*** DATA SECTION Section Begins ***
PR #75, opened 2018-08-08
Remove / prefix when calling choosenim binary

euantorano:
`$temp_prefix` defaults to `/tmp` (or uses the `$TMPDIR` environment variable). Prepending the `/` prefix results in trying to call a path like `//tmp/choosenim-0.3.2_linux_amd64`.

### DIFF
--- a/scripts/choosenim-unix-init.sh
+++ b/scripts/choosenim-unix-init.sh
@@ -49,10 +49,10 @@ install() {
     fi
 
     # Install Nim from desired channel.
-    "/$temp_prefix/$filename" $CHOOSE_VERSION --firstInstall < /dev/tty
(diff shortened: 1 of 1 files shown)


dom96:
this doesn't actually cause any issues, though, right? The default value for this var seems to be ``/tmp`` unless my bash is failing me

euantorano:
@dom96 It might if `$TMPDIR` is set to something like `./` for some reason as the script would then try to call `/./` which obviously isn't correct. The default vlaue being `/tmp` means is calls `//tmp/choosenim-0.3.2_linux_amd64` as noted in the first comment.

genotrance:
This sounds fair and can be pulled in.

PR #82, opened 2018-08-17
Improved handling of proxy environment variables

trialism:
Environment variables only use capital letters and `_`, `http_proxy` is not enough.


dom96:
Does setting ``http_proxy`` work for you then?

trialism:
> Does setting http_proxy work for you then?

Yes, but env vars are always in caps.

dom96:
Okay, thanks for testing.

trialism:
Thanks for the merge!

PR #83, opened 2018-08-18
added windows 64bit support

emekoi:
now choosenim can build 64 bit nim on windows.

### DIFF
--- a/src/choosenim/builder.nim
+++ b/src/choosenim/builder.nim
@@ -7,8 +7,10 @@ import cliparams, download, utils, common, telemetry
 
 proc buildFromCSources() =
   when defined(windows):
-    doCmdRaw("build.bat")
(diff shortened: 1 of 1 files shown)


dom96:
It's not that simple :)

emekoi:
true.

emekoi:
@dom96?

dom96:
Because choosenim installs a 32bit MINGW by the default

emekoi:
so i would just need to add support for download 64bit mingw?

dom96:
This PR already handles this too: https://github.com/dom96/choosenim/pull/63

emekoi:
i guess i'll close this then.

dom96:
Sorry :) Thank you for giving this a shot.

PR #89, opened 2018-09-29
'choosenim installed' shows Nim versions located in the toolchain folder

ThomasTJdev:
See all available Nim versions located in the toolchain folder.

### DIFF
--- a/src/choosenim.nim
+++ b/src/choosenim.nim
@@ -180,7 +180,7 @@ proc show(params: CliParams) =
     versions.add(versionAvailable)
 
   if versions.len() > 1:
-    versions.sort(order=Descending)
+    versions.sort(system.cmp, Descending)
     if versions.contains("#head"):
       versions.del(find(versions, "#head"))
       versions.insert("#head", 0)


dom96:
I think this should simply be merged into ``show``, we don't need a new command for this. Please make the output ``git branch``-like.

ThomasTJdev:
Thank you for feedback! I'll update the PR.

@genotrance, I really like the the idea of `list all available`, but that deserves a separate PR.

ThomasTJdev:
**Ver 2** is now available in the PR.

genotrance:
Given the currently selected version is already mentioned at the top, I don't think there's a need to show it again in the list below and highlighting it. Perhaps we need to update that output to state that it is the selected version?

It will also be nice to have some title for the list of selectable versions:

```
Available versions:
   0.19.0
   0.18.0
   #hash-truncated1
   #hash-truncated2...
```

dom96:
I think it would be good to remove the "Version: ..." and add "Versions:\n" above the version list in place of it.

ThomasTJdev:
I personally prefer **V3** even though it is redundant. I like the git branch look, but I think the current `choosenim show` view is more **smooth**.

### V3
choosenim_v7

### V4
choosenim_v5

### V5
choosenim_v6

dom96:
v3 looks good

narimiran:
> v3 looks good

Can this be merged, then?

Issue #88, opened 2018-09-28
[Feature Request] Some sort of `--force` argument for `choosenim update ...`


chrisokuda:
There is no current (known) method to force `choosenim` to fully redownload the sources and rebuild a toolchain.

dom96:
You can ``rm`` the toolchain in ~/.choosenim/toolchains

mcintyrechris:
Sure, but a `--force` switch would be nice, too.

mcintyrechris:
I went ahead and implemented it in a fairly elegant way in PR #91.

genotrance:
What's the benefit of this feature? Choosenim already allows updating [special installs](https://github.com/dom96/choosenim/blob/master/src/choosenim/channel.nim#L49) from git since those can be expected to change. It only blocks for stable versioned installs which are fixed anyway.

Only reasons would be if install failed for some reason which would be a separate bug, or if gcc compiler was changed.

genotrance:
Third reason perhaps is to reinstall based on updates to choosenim - for example, I'm planning a PR to fix #98 which would delete c_code directory saving space. You could simply do `update --force` for an installed version and get the benefit of that fix. Of course, it isn't the best example since you can just rm -rf the directory but is an example nonetheless.

A marginally better example is PR #63 where an existing self-compiled install can be replaced with the official Nim binary ZIP for Windows.

chrisokuda:
nevermind...

PR #91, opened 2018-10-06
[Feature Addition] Add force update switch `--force`

chrisokuda:
This PR adds a switch `--force` (Issue #88) which causes `choosenim` to always delete and re-download, rebuild, etc. the entire toolchain for whichever version/channel is to be updated. This does nothing for any command other than `update`.

**Example:** `choosenim update stable --force`

_I also fixed a minor `.gitignore` capitalization mistake._

### DIFF
--- a/.gitignore
+++ b/.gitignore
@@ -4,7 +4,6 @@ src/choosenim/proxyexe
 *.exe
 
 tests/nimcache
-tests/chooseNimDir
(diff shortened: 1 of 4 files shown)


genotrance:
Discussion in issue #88

chrisokuda:
nevermind...

PR #95, opened 2018-10-12
Add nimpretty to the list of installed tools.

moigagoo:


moigagoo:
Note that it's not a pure PR as it does other stuff than advertised. I had to tweak onProgressChanged in order to compile choosenim, and I switched from parseopt2 to parseopt to eliminate the deprecation warning.

dom96:
Thanks!

dom96:
I don't have time to do a release right now.

PR #100, opened 2019-01-03
Fix issue #16 and #27

genotrance:
Detect if 64-bit and run build64.bat for csources. Fixes issue #16.


genotrance:
Also fixes #27.

genotrance:
Once this PR is accepted, I can create a PR for installing Windows binary builds. Need the gcc detection logic to implement that feature.

PR #380, opened 2024-02-08
Send buffer fix

mtmk:
If server drops the connection halfway through sending a large message pipelines reader was not recovering after reconnect. With this fix we consider the pending message sent if there were any socket send errors.

PS I could not reproduce the issue connecting to nats-server (hence used the mock server) but the error can be reproduced if proactive max_payload check is commented out. Just try to publish a payload larger than 1MB then try to publish or ping after that. Even though client reconnects you'd see pipeline exceptions: `System.InvalidOperationException: The examined position cannot be less than the previously examined position.`

### DIFF
--- a/src/NATS.Client.Core/Commands/CommandWriter.cs
+++ b/src/NATS.Client.Core/Commands/CommandWriter.cs
@@ -43,6 +43,7 @@ internal sealed class CommandWriter : IAsyncDisposable
     private readonly PipeReader _pipeReader;
     private readonly PipeWriter _pipeWriter;
     private readonly SemaphoreSlim _semLock = new(1);
+    private readonly PartialSendFailureCounter _partialSendFailureCounter = new();
     private ISocketConnection? _socketConnection;
     private Task? _flushTask;
     private Task? _readerLoopTask;
@@ -92,6 +93,7 @@ internal sealed class CommandWriter : IAsyncDisposable
                     _pipeReader,
                     _channelSize,
                     _consolidateMem,
+                    _partialSendFailureCounter,
                     _ctsReader.Token)
                 .ConfigureAwait(false);
             });
@@ -423,12 +425,12 @@ internal sealed class CommandWriter : IAsyncDisposable
         }
     }
 
-    private static async Task ReaderLoopAsync(
-        ILogger<CommandWriter> logger,
+    private static async Task ReaderLoopAsync(ILogger<CommandWriter> logger,
         ISocketConnection connection,
         PipeReader pipeReader,
         Channel<int> channelSize,
         Memory<byte> consolidateMem,
+        PartialSendFailureCounter partialSendFailureCounter,
         CancellationToken cancellationToken)
     {
         try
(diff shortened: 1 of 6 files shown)


src/NATS.Client.Core/Commands/CommandWriter.cs
```diff
@@ -500,10 +500,18 @@ internal async Task TestStallFlushAsync(TimeSpan timeSpan)
                             }
 
                             // don't mark the message as complete if we have more data to send
-                            if (totalSize + pending > sent)
+                            if (sendEx == null)
```
caleblloyd, line 503: I don't think this is the correct behavior.  `sent` is already set correctly if there was a `sendEx`; it acts as if all of the bytes were sent during an exception.

So the code that marks which commands were consumed afterwards is the same, whether there was a Send Exception or not.  Any command considered fully sent is consumed.

Lastly, the `sendEx` is thrown, which will cause this task to eventually get recreated, and any examined data will be available to be sent again

caleblloyd:
> PS I could not reproduce the issue connecting to nats-server (hence used the mock server) but the error can be reproduced if proactive max_payload check is commented out.

I think what is happening when the proactive max_payload check is disabled is that `nats-server` is closing the connection when it gets the Payload Size that exceeds its settings, then the code gets stuck in a reconnect loop where it keeps trying to send that message again.

mtmk:
> I think what is happening when the proactive max_payload check is disabled is that `nats-server` is closing the connection when it gets the Payload Size that exceeds its settings, then the code gets stuck in a reconnect loop where it keeps trying to send that message again.

Actually no, pipeline reader fails with `The examined position cannot be less than the previously examined position.` 🤷‍♂️

src/NATS.Client.Core/Commands/CommandWriter.cs
```diff
@@ -529,12 +525,6 @@ internal async Task TestStallFlushAsync(TimeSpan timeSpan)
 
                         // slice the buffer for next iteration
                         buffer = buffer.Slice(sent);
-
-                        // throw if there was a send failure
-                        if (sendEx != null)
-                        {
-                            throw sendEx;
```
caleblloyd, line 536: Bring this back

src/NATS.Client.Core/Commands/CommandWriter.cs
```diff
@@ -474,17 +466,22 @@ internal async Task TestStallFlushAsync(TimeSpan timeSpan)
...
                             sent = await connection.SendAsync(sendMem).ConfigureAwait(false);
                         }
-                        catch (Exception ex)
+                        catch
                         {
                             // we have no idea how many bytes were actually sent, so we have to assume they all were
                             // this could result in message loss, but is consistent with at-most once delivery
-                            sendEx = ex;
-                            sent = sendMem.Length;
+                            if (pending > 0 && buffer.Length >= pending)
```
caleblloyd, line 477: revert this block, and move this logic to the `if (sendEx != null)` block

caleblloyd (approved):
LGTM

PR #374, opened 2024-02-04
Fix NatsSvcServer start time format so that it's no longer culture aware

niklasfp:
Changes the started time format in NatsSvcServer to `yyyy'-'MM'-'dd'T'HH':'mm':'ss'.'fffffff'Z'`  note the  added ' (ticks)  in  the format, this makes sure its NOT affected by current culture, see  [DateTimeFormatInfo.UniversalSortableDateTimePattern Property](https://learn.microsoft.com/en-us/dotnet/api/system.globalization.datetimeformatinfo.universalsortabledatetimepattern?view=net-8.0) on how the "iso" format is specified in .Net

Fixes #372

PR #373, opened 2024-02-04
Publish - avoid async state machine when possible

caleblloyd:
Brings back optimizations from prior to #346 

- Logic to skip async state machine when possible
- Locks switched back from channel-based to semaphore-based, but it appears they are faster
- Selective send memory consolidation
- Bigger send buffer sizes

Performed some benchmarks on Linux:

## Send 10 Million Messages Serially:

`main`:

```
Completed: 9999701, Awaited: 299

1,412,795 msgs/sec ~ 172.46 MB/sec
```

This PR:

```
Completed: 9999980, Awaited: 20

2,688,705 msgs/sec ~ 328.21 MB/sec
```

So around 1.9x more throughput.

## Publish Serial Microbench

`main`:

| Method       | Iter | Mean     | Error      | StdDev    | Allocated |
|------------- |----- |---------:|-----------:|----------:|----------:|
| **PublishAsync** | **64**   | **126.0 μs** |   **246.1 μs** |  **13.49 μs** |     **360 B** |
| **PublishAsync** | **512**  | **584.0 μs** | **2,328.1 μs** | **127.61 μs** |     **333 B** |
| **PublishAsync** | **1024** | **839.2 μs** |   **365.5 μs** |  **20.03 μs** |     **358 B** |

This PR:

| Method       | Iter | Mean     | Error      | StdDev    | Allocated |
|------------- |----- |---------:|-----------:|----------:|----------:|
| **PublishAsync** | **64**   | **127.1 μs** |   **258.8 μs** |  **14.19 μs** |     **321 B** |
| **PublishAsync** | **512**  | **377.8 μs** |   **677.4 μs** |  **37.13 μs** |     **336 B** |
| **PublishAsync** | **1024** | **750.7 μs** | **1,845.1 μs** | **101.14 μs** |     **339 B** |

Looks pretty similar

## Publish Parallel Microbench

`main`:

| Method               | Concurrency | Mean    | Error    | StdDev   | Gen0       | Gen1      | Allocated |
|--------------------- |------------ |--------:|---------:|---------:|-----------:|----------:|----------:|
| **PublishParallelAsync** | **1**           | **1.708 s** | **4.9311 s** | **0.2703 s** | **10000.0000** |         **-** |  **30.52 MB** |
| **PublishParallelAsync** | **2**           | **1.486 s** | **1.6187 s** | **0.0887 s** | **17000.0000** | **2000.0000** | **105.66 MB** |
[...]

PR #382, opened 2024-02-08
Release 2.1.0-preview.7

mtmk:
* Send buffer fix (#380)
* Publish - avoid async state machine when possible (#373)
* Reject payloads over the threshold set by server (#378)
* Fix NatsSvcServer start time format so that it's no longer culture aware (#374)
* Expose Headers on NatsSvcMsg (#371)

### DIFF
--- a/version.txt
+++ b/version.txt
@@ -1,1 +1,1 @@
-2.1.0-preview.6
+2.1.0-preview.7


caleblloyd (approved):
LGTM

PR #386, opened 2024-02-09
Hosting keyed services fixes

mtmk:
Keyed service was not returning different instances due to factory method not using the key.


caleblloyd (approved):
LGTM

PR #387, opened 2024-02-09
Fixed base64 decode buffer size

mtmk:
Convert.TryFromBase64String output buffer was potentially too small. Fixed to use the base64 string length which would be more than enough to fit decoded data.


caleblloyd (approved):
Lgtm

PR #395, opened 2024-02-13
NuGet icon update

mtmk:
* Sized 128x128 - https://learn.microsoft.com/en-us/nuget/reference/nuspec#icon
* Transparent bg for dark themes
* Taken from https://github.com/cncf/artwork/blob/main/projects/nats/icon/color/nats-icon-color.png


caleblloyd (approved):
LGTM

PR #401, opened 2024-02-18
Use fetch no wait for empty streams

mtmk:
With this PR we formalize the use of Fetch no_wait since even though usage is discouraged there are valid scenarios we need to use fetch with no_wait e.g.:

* Empty streams or where we just want to get a snapshot of messages
* IoT applications where fetch is performed at a very low frequency

### DIFF
--- a/src/NATS.Client.JetStream/NatsJSOrderedConsumer.cs
+++ b/src/NATS.Client.JetStream/NatsJSOrderedConsumer.cs
@@ -199,6 +199,32 @@ public class NatsJSOrderedConsumer : INatsJSConsumer
             _fetchConsumerName = string.Empty;
     }
 
+    /// <inheritdoc />
+    public async IAsyncEnumerable<NatsJSMsg<T>> FetchNoWaitAsync<T>(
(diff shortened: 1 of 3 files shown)


src/NATS.Client.JetStream/NatsJSOrderedConsumer.cs
```diff
@@ -199,6 +199,32 @@ await foreach (var msg in consumer.FetchAsync(opts, serializer, cancellationToke
...
+        await foreach (var msg in consumer.FetchNoWaitAsync(opts, serializer, cancellationToken))
+        {
+            if (msg.Metadata is not { } metadata)
+                continue;
+
+            _fetchSeq = metadata.Sequence.Stream;
+            yield return msg;
+        }
+
+        var deleted = await TryDeleteConsumer(_fetchConsumerName, cancellationToken);
```
caleblloyd, line 222: should `TryDeleteConsumer` be run inside of a `finally` - for example if the `CancellationToken` throws an `OperationCanceledException`?

caleblloyd (approved):
LGTM

PR #406, opened 2024-02-23
Gracefully close sockets

caleblloyd:
When watching wireshark, I noticed a lot of `RST` instead of graceful `FIN`

So looking into it more

- TCP Socket - calling `_socket.Shutdown(SocketShutdown.Both);` seems to resolve the RST
- SSL - I guess we forgot to Dispose the SSLStream?  oops.  adding the Dispose still results in a RST on Linux in some cases though, but I'm not sure there is much we can do about it
- WebSocket - needed to call `CloseAsync` which looks like it actually does send another application-level packet, so I included a timeout on that.  But I am guessing if the socket is already disconnected that will return immediately with an exception


mtmk:
nice! one test seems to be failing false positive

mtmk (approved):
LGTM

PR #407, opened 2024-02-25
Message error processing

mtmk:
Some operations are silently failing because of serialization exception. e.g. when using KV with ad hoc JSON. With this PR we're exposing these exceptions through an `Error` property on `NatsMsg` object so that decisions can be made in application code rather than client ending the subscription and hiding the exception until the subscription object is disposed, which is only done after ending the enumeration (in turn which might not happen until the application terminates)

Error property is actually kept on the header object to not use any additional space on `NatsMsg` struct.

Now application code can check for errors during enumeration:

```csharp
    await foreach (var msg in nats.SubscribeAsync<int>("test"))
    {
        if (msg.Error != null)
        {
            Console.WriteLine($"Error: {msg.Error}");
            continue;
        }
        
        Console.WriteLine(msg);
    }
```


caleblloyd:
Why are they silently failing - since it calls `SetException` and ends the subscription, shouldn't that exception bubble up to the caller?

mtmk:
I noticed this with KV watchers. it's probably a deeper issue with how KV watchers work in that case.

mtmk:
do you think we should rather buble the exception up to the user in KV serialization?

I still think this log entry is valuable since there is a chance subscription may just hang because of a serialization exception and since the exception only propagated when the subscription is disposed.

caleblloyd:
I think right now we typically only log errors that happen in the background, and not errors that result in exceptions thrown to the caller.

If possible, we should try to bubble it up.

If you think it's also valuable to log serialization errors we could do that too.

mtmk:
I'm mainly worried about silent failures, not serialization errors. in this case while using KV watch, it failed to work (just hang) without showing any errors despite logging being active. not just KV watch but another similar thing could happen in production, making it impossible to identify or even be aware of any issues.

In KV watcher case we can do what we're doing with services: Use binary serialization at subscription, serialize at KV level and add Exception property to KV entry object and/or throw serialization exceptions from await foreach loops, potentially optionally.

caleblloyd:
Yes, we want to avoid silent failures, if we can, by having the exceptions bubble up and showing up in user code.  Not everyone will have the logger turned on or pay attention to it, so logging shouldn't be the _only_ way to catch a silent failure.

mtmk:
> My 2 cents, I agree that exceptions like serialization should not be "log only". If I'm watching e.g. KV, then I would expect the async enumeration to explode and bubble the exception.

👍

Would you also say it may be expected to be optional and have an exception property on the entry if it's opt-in?

> But e.g reconnects would be nice if it is logged (don't know if that already is the case), I guess that could happen behind the scenes and actually end up in a good state again ?

yes, reconnects are logged at the connection level and KV watchers should recover and carry on yielding where they left off.

mtmk:
thinking about it we have the same issue with all the consumers as well!

src/NATS.Client.Core/NatsMsg.cs
```diff
@@ -259,3 +299,29 @@ private void CheckReplyPreconditions()
         }
     }
 }
+
+public class NatsMsgError
```
caleblloyd, line 303: Seems a little redundant to have an error class that just ends up holding a couple different exceptions.  Would it be better to :

```csharp
public class NatsDeserializeException : NatsException {
  public NatsDeserializeException(inner): NatsException("Exception during deserilaiztion", inner)

  public byte[] Data { get; internal set; }

}

public class NatsHeaderParseException : NatsException {
  public NatsHeaderParseException(inner): NatsException("Exception parsing headers", inner)

  public byte[] Data { get; internal set; }
}
```

mtmk: I like that. But we 'might' have two exceptions at the same time and we'd only have one property on the message i.e. `msg.Error`.

Should we not handle header parser exceptions here?

They are unlikely to happen (only on some client producing malform headers) which would end up in log / on sub dispose.

caleblloyd: Would the 2 exceptions be a Header Parser exception and a De-serialize exception?  Or a Serialization exception and some other exception?

If it is Header Parser exception could we just hit that one stop, not even attempt the de-serialize?

mtmk: yep it's Header Parser exception and a De-serialize exception.

sounds good!

caleblloyd (approved):
LGTM

PR #410, opened 2024-02-26
Allow to pass ReplyTo Topic

ChristophKuper:
I think If someone wants to use nats authentication with request reply the reply topic needs to configureable.

@mtmk would it be possible to check the change / suggest a different implementation. 

Thanks in advance

### DIFF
*** DATA SECTION Section Ends ***
Could you copy out every line in the listing where the word "PublishAsync" appears?

* _YOUR RESPONSE_:
| **PublishAsync** | **64**   | **126.0 μs** |   **246.1 μs** |  **13.49 μs** |     **360 B** |
| **PublishAsync** | **512**  | **584.0 μs** | **2,328.1 μs** | **127.61 μs** |     **333 B** |
| **PublishAsync** | **1024** | **839.2 μs** |   **365.5 μs** |  **20.03 μs** |     **358 B** |
| **PublishAsync** | **64**   | **127.1 μs** |   **258.8 μs** |  **14.19 μs** |     **321 B** |
| **PublishAsync** | **512**  | **377.8 μs** |   **677.4 μs** |  **37.13 μs** |     **336 B** |
| **PublishAsync** | **1024** | **750.7 μs** | **1,845.1 μs** | **101.14 μs** |     **339 B** |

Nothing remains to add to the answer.